菌体ディスクの切り出し例. (左)ストローによる打ち抜き. (右)メスによる切り出し.
図2.菌体ディスクの切り出し例
(左)ストローによる打ち抜き. (右)メスによる切り出し.

◆ 菌体ディスクのピックアップ
 凍結保護液(約1 ml)の入ったオートクレーブ滅菌済みのポリプロピレン製
凍結保存用チューブ(2 ml容)に、白金耳や柄付き針を用いて打ち抜いた寒天
ディスクを入れます(1~5枚程度)。多数の菌株を一度に保存する際は、滅菌
竹串(実験器具として市販されています)を用いると火炎滅菌の操作を省略で
きて便利です。

◆ 凍結保護液
 糸状菌では、10%グリセロールや10%ジメチルスルホキシド(DMSO)水溶液が
よく用いられます。グリセロールやDMSOに糖などの物質を添加することにより
保存性が向上する場合があることが知られており、NBRCでは10%グリセロール
に5%(w/v)のトレハロース(食品添加物として市販されている安価なもの)を
加えています。

◆ 保存温度
 長期保存には-70℃以下で凍結状態を維持することが好ましいとされていま
す。
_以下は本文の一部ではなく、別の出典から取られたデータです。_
PR #2502, opened 2023-11-28
Update workflows, merge repository kuzzle-containers

rolljee:
## What does this PR do ?

* This PR update workflows files to be more readable and up to date. This will prepare the work for NodeJS 20
* Merging Kuzzle-containers repository here, because it make more sense now that kuzzle build and push all image that he needs.


.github/workflows/kuzzle-runner.workflow.yml
```diff
@@ -0,0 +1,101 @@
...
+on:
+  push:
+    branches:
+      - master
+
+env:
+  DOCKER_PLATFORMS: "linux/amd64,linux/arm64,linux/arm/v7"
+  NODE_LTS_MAINTENANCE_VERSION: "16"
+  NODE_LTS_ACTIVE_VERSION: "18"
+  NODE_LTS_CURRENT_VERSION: "20"
```
Kuruyia, line 12: Why not use a [matrix](https://docs.github.com/en/actions/using-jobs/using-a-matrix-for-your-jobs) for doing the same thing?

.github/workflows/workflow.yaml
```diff
@@ -20,7 +20,7 @@ jobs:
     steps:
       - id: set-matrix
         run: |
-          echo "::set-output name=matrix::{\"node-version\": [\"$NODE_LTS_MAINTENANCE_VERSION\", \"$NODE_LTS_ACTIVE_VERSION\"]}"
+          echo "matrix={\"node-version\": [\"$NODE_LTS_MAINTENANCE_VERSION\", \"$NODE_LTS_ACTIVE_VERSION\"]}" >> $GITHUB_OUTPUT
```
Kuruyia, line 23: Is it possible to set up the matrix of Nodejs versions normally (with an array of numbers) instead of constructing it like this? This seems rather "hacky".

docker/images/kuzzle-runner/Dockerfile
```diff
@@ -0,0 +1,27 @@
...
+      g++ \
+      git \
+      libzmq3-dev \
+      libunwind-dev \
+ && apt-get clean \
+ && rm -rf /var/lib/apt/lists/*
+
+RUN npm i -g kourou
+
+WORKDIR /var/app
```
Kuruyia, line 27: The working directory was already set above.

```suggestion
```

Kuruyia (changes requested):

rolljee:
We are going to squash this one 🥶

.github/workflows/workflow.yaml
rolljee: Well, I tried a bunch of thing, seems that this is the way to go if we don't want to repeat the matrix over and over for each jobs

Kuruyia (approved):

fmauNeko (approved):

-20~-40℃のフリーザーで保存した場合は、扉の開閉による温度上昇に
よって融解・凍結が繰り返されたり、氷の結晶構造が変化したりすることによ
り菌体が損傷し、生残性が低下することがあります。-80℃以下のフリーザー
か、液体窒素タンクの気相(-150~-180℃程度)での保存が有効です。卵菌
類や菌根形成性の担子菌類などは、-80℃では長期間の保存に耐えない場合が
ありますので、液体窒素タンクの気相での保存が必要です。

◆ 凍結方法
 ほとんどの糸状菌の場合、菌体の入ったチューブを直接フリーザーや液体窒
素タンクに移して凍結しても問題はありません。しかし、一部の凍結感受性の
菌株は急冷によって死滅することがあります。これらの菌株には、チューブを
4~7℃程度で30分~一晩静置して凍結保護液を菌体内に浸透させた後に、-30
℃程度で凍結してからフリーザーや液体窒素タンクの気相に移す2段階凍結法
や、発泡スチロールや2-プロパノールを利用した凍結保存ユニット(例:ミス
ターフロスティー、NALGENE)にチューブを入れて-70~-80℃で緩慢凍結す
る方法が有効です。プログラムフリーザー(例:IceCube15M、SY-LAB)を用い
ればより厳密な温度調節が可能です。緩慢凍結を行い液体窒素タンクの気相で
保存することで凍結感受性の菌株のほとんどは長期保存が可能となりますが、
一部の担子菌類(フクロタケ属Volvariellaや外生菌根菌類)の菌株では死滅
する場合があります。最近、パーライトを培養基材として用いる凍結法がこれ
らの担子菌類にも有効であることが報告されており(Sato et al. 2012)、更な
る改良が期待されます。

◆ 復元方法
 チューブから菌株を復元する際はウォーターバスなどを用いて30~37℃で急
速に解凍します。自然解凍では多くの糸状菌類で生残性が低下します。氷の結
晶が融解したら(-80℃保存では3分、-170℃では5分程度)ただちに適切な
培地にチューブ内の菌体ディスクを接種します。

【文献】 Sato M. et al. (2012) CryoLetters 33: 86-94.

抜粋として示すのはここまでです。